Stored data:
BEGIN

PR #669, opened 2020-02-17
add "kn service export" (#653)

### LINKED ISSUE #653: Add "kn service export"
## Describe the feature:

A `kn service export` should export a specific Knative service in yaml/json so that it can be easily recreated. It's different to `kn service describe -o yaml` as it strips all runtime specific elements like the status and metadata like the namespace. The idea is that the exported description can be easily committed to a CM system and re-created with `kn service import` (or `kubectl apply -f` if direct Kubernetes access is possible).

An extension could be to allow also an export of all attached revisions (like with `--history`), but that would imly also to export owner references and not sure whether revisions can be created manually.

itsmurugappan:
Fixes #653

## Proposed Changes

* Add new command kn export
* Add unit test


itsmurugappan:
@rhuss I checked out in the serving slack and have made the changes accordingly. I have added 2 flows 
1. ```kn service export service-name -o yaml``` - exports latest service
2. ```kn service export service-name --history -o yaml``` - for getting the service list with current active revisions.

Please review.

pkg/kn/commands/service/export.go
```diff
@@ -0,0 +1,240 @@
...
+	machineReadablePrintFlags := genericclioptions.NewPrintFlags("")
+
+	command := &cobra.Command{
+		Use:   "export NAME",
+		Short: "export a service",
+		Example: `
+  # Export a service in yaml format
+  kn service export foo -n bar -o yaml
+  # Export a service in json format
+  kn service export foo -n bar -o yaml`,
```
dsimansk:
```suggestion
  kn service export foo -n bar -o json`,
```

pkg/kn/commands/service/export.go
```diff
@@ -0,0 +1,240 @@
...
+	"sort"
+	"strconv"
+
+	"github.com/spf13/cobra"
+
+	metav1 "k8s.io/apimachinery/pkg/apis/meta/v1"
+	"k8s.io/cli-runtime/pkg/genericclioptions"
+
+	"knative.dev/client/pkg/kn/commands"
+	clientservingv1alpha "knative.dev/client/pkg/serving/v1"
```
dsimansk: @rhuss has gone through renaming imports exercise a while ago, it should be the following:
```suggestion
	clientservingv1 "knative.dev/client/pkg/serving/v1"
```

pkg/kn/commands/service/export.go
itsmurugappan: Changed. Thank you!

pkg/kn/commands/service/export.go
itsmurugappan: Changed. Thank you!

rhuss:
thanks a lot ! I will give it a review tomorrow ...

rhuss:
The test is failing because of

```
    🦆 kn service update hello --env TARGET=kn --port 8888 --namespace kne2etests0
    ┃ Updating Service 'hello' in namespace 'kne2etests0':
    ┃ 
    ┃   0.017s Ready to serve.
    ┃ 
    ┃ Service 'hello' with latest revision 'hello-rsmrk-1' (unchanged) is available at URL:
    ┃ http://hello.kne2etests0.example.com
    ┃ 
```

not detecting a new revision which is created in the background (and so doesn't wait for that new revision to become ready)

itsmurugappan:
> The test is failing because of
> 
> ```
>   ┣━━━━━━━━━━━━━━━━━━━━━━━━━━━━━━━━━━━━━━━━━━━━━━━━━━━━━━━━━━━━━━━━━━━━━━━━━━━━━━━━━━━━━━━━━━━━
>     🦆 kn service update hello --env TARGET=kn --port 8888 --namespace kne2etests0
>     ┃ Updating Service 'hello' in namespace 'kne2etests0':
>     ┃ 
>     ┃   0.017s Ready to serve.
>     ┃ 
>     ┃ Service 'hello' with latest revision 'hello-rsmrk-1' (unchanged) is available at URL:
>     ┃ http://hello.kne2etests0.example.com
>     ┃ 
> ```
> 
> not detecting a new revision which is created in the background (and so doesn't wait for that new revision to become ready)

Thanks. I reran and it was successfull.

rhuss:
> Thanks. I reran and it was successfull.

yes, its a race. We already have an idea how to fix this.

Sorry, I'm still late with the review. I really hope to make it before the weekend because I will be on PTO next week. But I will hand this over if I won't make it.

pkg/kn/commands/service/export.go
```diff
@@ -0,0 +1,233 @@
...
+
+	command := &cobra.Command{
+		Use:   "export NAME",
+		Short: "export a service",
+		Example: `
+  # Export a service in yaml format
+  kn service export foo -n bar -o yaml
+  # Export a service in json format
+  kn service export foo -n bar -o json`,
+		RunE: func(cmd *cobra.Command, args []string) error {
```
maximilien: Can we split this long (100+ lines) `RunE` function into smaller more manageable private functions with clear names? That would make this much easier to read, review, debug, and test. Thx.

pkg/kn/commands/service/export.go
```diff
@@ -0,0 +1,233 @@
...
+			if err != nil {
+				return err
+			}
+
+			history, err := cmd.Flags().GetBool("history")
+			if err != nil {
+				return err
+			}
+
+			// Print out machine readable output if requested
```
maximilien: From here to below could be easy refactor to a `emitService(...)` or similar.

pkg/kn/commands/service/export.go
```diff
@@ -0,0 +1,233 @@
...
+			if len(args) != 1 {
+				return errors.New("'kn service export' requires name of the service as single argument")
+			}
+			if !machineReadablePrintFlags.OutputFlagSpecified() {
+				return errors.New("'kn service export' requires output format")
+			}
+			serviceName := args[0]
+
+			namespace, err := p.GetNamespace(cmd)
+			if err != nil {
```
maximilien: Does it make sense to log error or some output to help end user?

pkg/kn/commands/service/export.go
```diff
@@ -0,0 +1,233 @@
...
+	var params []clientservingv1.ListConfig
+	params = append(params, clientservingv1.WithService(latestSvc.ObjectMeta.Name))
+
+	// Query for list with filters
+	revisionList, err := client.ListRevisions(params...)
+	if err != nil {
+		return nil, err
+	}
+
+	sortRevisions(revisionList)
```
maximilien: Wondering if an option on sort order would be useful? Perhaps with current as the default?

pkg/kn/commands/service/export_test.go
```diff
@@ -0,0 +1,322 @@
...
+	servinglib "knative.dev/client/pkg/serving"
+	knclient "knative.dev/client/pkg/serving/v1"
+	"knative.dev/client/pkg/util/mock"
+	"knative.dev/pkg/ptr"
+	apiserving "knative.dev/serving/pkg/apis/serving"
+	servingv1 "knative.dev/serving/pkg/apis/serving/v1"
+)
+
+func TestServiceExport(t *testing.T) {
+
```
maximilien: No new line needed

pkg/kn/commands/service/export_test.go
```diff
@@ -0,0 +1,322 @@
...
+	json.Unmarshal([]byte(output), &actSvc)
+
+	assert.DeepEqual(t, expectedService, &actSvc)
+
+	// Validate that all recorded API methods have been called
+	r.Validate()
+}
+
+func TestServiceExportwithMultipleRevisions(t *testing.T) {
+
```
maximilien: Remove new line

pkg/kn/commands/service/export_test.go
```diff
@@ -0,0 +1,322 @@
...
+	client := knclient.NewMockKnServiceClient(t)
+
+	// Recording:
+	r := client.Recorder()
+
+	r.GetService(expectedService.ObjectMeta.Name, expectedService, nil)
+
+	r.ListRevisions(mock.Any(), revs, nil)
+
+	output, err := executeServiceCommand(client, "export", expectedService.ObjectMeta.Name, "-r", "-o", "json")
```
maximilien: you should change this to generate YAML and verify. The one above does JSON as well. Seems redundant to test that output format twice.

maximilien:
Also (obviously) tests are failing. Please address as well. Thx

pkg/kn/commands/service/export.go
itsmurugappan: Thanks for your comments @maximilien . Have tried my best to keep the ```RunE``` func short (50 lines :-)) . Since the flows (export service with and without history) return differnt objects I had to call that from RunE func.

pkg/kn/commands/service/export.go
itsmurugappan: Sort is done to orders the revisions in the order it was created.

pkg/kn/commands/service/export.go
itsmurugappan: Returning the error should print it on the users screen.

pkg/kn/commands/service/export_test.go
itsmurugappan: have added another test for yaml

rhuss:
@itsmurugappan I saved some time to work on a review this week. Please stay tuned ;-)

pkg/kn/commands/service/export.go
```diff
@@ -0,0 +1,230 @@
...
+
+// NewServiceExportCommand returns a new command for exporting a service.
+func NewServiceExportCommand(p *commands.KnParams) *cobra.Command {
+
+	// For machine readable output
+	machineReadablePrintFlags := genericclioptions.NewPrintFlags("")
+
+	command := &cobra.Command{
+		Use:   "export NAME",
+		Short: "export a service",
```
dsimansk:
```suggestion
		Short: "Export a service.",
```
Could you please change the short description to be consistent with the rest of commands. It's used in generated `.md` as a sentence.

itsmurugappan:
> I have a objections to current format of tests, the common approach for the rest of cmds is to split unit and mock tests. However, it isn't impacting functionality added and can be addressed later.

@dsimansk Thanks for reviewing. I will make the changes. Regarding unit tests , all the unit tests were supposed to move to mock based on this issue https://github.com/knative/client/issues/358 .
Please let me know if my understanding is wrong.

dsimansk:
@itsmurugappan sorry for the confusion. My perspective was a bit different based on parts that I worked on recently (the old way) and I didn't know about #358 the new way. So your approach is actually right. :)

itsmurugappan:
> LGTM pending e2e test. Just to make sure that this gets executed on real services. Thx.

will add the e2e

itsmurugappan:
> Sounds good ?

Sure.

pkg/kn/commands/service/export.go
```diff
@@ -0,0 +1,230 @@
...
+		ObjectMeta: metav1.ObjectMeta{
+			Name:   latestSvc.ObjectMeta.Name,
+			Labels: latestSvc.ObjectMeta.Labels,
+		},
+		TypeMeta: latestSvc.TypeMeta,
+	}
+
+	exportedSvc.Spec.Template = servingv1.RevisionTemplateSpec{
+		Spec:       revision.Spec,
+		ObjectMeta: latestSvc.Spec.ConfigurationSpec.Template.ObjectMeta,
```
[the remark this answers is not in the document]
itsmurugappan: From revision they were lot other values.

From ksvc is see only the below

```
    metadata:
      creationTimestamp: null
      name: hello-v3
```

END
BEGIN

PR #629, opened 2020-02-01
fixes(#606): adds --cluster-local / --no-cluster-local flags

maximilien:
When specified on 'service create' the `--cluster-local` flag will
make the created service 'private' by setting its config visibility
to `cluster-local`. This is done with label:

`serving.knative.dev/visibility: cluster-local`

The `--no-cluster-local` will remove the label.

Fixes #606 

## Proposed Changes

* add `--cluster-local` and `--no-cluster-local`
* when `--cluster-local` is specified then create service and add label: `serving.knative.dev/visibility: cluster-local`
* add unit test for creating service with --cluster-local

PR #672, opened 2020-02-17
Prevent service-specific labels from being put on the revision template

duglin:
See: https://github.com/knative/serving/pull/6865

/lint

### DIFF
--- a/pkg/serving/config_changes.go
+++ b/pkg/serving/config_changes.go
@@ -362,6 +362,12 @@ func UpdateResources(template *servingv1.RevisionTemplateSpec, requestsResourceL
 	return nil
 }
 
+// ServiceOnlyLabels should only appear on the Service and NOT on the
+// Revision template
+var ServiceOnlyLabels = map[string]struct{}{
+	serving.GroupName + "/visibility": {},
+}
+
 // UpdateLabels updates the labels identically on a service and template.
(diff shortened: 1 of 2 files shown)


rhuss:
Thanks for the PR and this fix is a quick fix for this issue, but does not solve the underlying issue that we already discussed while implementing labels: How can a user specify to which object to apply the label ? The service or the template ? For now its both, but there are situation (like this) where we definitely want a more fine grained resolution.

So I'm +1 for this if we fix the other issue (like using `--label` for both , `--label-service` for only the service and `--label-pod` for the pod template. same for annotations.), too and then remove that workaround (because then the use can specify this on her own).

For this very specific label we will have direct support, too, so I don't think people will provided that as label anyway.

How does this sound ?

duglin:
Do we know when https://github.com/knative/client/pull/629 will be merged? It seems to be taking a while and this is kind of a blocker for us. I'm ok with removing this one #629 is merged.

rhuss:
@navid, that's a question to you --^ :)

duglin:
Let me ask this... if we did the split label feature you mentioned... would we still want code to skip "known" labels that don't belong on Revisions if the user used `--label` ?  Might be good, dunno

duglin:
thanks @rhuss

END

**What you are asked to do**
Return every line above where "string" appears.

**Response for this exercise**
+		RunE: func(cmd *cobra.Command, args []string) error {
+var ServiceOnlyLabels = map[string]struct{}{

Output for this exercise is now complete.